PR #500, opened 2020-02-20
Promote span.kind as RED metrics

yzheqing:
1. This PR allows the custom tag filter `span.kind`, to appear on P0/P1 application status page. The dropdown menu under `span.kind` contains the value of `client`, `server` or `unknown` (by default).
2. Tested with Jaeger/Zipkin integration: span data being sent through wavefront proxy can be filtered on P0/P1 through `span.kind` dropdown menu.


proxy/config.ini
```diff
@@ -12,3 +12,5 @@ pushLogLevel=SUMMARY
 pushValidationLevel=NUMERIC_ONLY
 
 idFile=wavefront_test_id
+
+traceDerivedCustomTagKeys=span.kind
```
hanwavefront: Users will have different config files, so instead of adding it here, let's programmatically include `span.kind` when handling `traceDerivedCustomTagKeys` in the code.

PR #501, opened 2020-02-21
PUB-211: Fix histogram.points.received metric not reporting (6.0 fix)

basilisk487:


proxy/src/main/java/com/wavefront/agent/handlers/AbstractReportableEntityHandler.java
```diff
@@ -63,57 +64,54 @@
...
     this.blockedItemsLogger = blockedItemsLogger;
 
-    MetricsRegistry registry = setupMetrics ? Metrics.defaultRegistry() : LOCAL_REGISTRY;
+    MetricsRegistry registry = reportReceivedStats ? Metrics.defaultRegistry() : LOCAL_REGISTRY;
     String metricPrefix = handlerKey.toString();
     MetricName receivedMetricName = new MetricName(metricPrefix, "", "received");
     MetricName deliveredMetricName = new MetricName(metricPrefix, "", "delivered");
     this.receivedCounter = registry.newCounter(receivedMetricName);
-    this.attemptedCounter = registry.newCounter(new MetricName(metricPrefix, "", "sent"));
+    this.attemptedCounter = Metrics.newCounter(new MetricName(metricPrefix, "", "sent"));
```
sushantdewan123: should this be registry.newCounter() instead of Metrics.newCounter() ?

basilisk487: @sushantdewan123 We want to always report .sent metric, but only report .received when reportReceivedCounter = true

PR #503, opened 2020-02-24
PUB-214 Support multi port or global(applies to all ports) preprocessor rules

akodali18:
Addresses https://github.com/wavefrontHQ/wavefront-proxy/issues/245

▬▬▬

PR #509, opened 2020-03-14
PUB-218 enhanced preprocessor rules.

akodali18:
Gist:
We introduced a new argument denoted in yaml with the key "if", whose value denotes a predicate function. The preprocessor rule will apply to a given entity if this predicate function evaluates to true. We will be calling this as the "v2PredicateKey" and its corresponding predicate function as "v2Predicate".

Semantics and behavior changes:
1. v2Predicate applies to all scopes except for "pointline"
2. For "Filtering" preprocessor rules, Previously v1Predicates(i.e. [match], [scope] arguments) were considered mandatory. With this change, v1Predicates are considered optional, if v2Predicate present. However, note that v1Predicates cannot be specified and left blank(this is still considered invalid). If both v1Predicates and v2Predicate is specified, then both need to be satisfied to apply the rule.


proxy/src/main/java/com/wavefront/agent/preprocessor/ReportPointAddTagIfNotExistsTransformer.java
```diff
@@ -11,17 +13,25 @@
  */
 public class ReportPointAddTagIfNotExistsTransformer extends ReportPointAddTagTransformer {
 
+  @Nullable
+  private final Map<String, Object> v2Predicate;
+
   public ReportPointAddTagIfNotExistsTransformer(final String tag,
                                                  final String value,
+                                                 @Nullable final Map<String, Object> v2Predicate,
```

▬▬▬

[Exercise directions]
Across the records, count the lines holding the string "config". Give the number and stop.

[Output for this task]
2